Work instruction :: Scanning the entries below, copy every line that contains the word "module".

**** Provided records

PR #1036, opened 2025-05-28
🧹 Set @object for valkyrie object factory #create and #update

ShanaLMoore:
Issues:
- https://github.com/samvera/bulkrax/issues/1035
- original implementation solved this: https://github.com/notch8/wvu_knapsack/issues/42
- reverts and updates changes: https://github.com/samvera/bulkrax/commit/d0c93d8ee9c8dbb9338f4ab9a289fee9294aba1e

Valkyrie object factory now has its own #create and #update methods to reassign @object. Prior this change was made in the object factory interface and caused issues for non valkyrie users.

TODO: 

@dolsysmith and @kerchner to test in GW. 
@laritakr @ShanaLMoore @kirkkwang @sjproctor to test in hyku main

Please report back in the comments section

### DIFF
--- a/app/parsers/bulkrax/oai_dc_parser.rb
+++ b/app/parsers/bulkrax/oai_dc_parser.rb
@@ -61,8 +61,6 @@ module Bulkrax
       ['contributor', 'coverage', 'creator', 'date', 'description', 'format', 'identifier', 'language', 'publisher', 'relation', 'rights', 'source', 'subject', 'title', 'type']
     end
 
-    delegate :list_sets, to: :client
-
     def create_objects(types = [])
       types.each do |object_type|
         send("create_#{object_type.pluralize}")


dolsysmith:
This fix does resolve the bug we discussed today: the work is now imported without any errors. However, the work is still not added to the collection, and the `Bulkrax::PendingRelationship` table is getting the following status reported: 
```
The property `bulkrax_identifier` is not defined on class 'Collection::GeneratedResourceSchema
```
I did check [our customization](https://github.com/gwu-libraries/scholarspace-hyrax/blob/master/app/models/collection.rb) of the collection model, and the `bulkrax_identifier` property is defined.

kirkkwang:
@dolsysmith shot in the dark suggestion here, can you define the `bulkrax_identifier` property above `include Hyrax::BasicMetadata`?  So basically move it to right under `include ::Hyrax::CollectionBehavior`

kerchner:
@dolsysmith I see that @kirkkwang 's suggestion is probably on target - in the work types, the custom properties are below `include ::Hyrax::WorkBehavior` and above `include ::Hyrax::BasicMetadata` but in `collection.rb` it looks like I put it _below_ `include Hyrax::BasicMetadata`.  Hopefully this will result in different behavior.

dolsysmith:
@kirkkwang Thank you for this suggestion. That change to our code seems to have resolved the error thrown by the `CreateRelationshipsJob`, and the work is now being added to the collection by Bulkrax.

kirkkwang:
Glad to hear it!

ShanaLMoore:
I'm so glad @kirkkwang remembered this Hyrax gotcha! 😓 🙃 That module must be [included](https://github.com/samvera/hyrax/blob/004b6fa021848f11787f52909c196e7e97ce02d6/lib/generators/hyrax/work/templates/model.rb.erb#L11-L13) as the last line of any model.

ShanaLMoore:
Thanks for bringing it to our attention @dolsysmith!  It can be a challenge to make sure we don't break other systems along the way. 

After we confirm this PR is still good for Hyku main, we'll cut another release.

laritakr:
I hadn't seen this gotcha before! Great catch, Kirk! 

Is there somewhere we could document this in a readme or the wiki?

laritakr (approved):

********

Result for this exercise ::
@@ -61,8 +61,6 @@ module Bulkrax
I'm so glad @kirkkwang remembered this Hyrax gotcha! 😓 🙃 That module must be [included](https://github.com/samvera/hyrax/blob/004b6fa021848f11787f52909c196e7e97ce02d6/lib/generators/hyrax/work/templates/model.rb.erb#L11-L13) as the last line of any model.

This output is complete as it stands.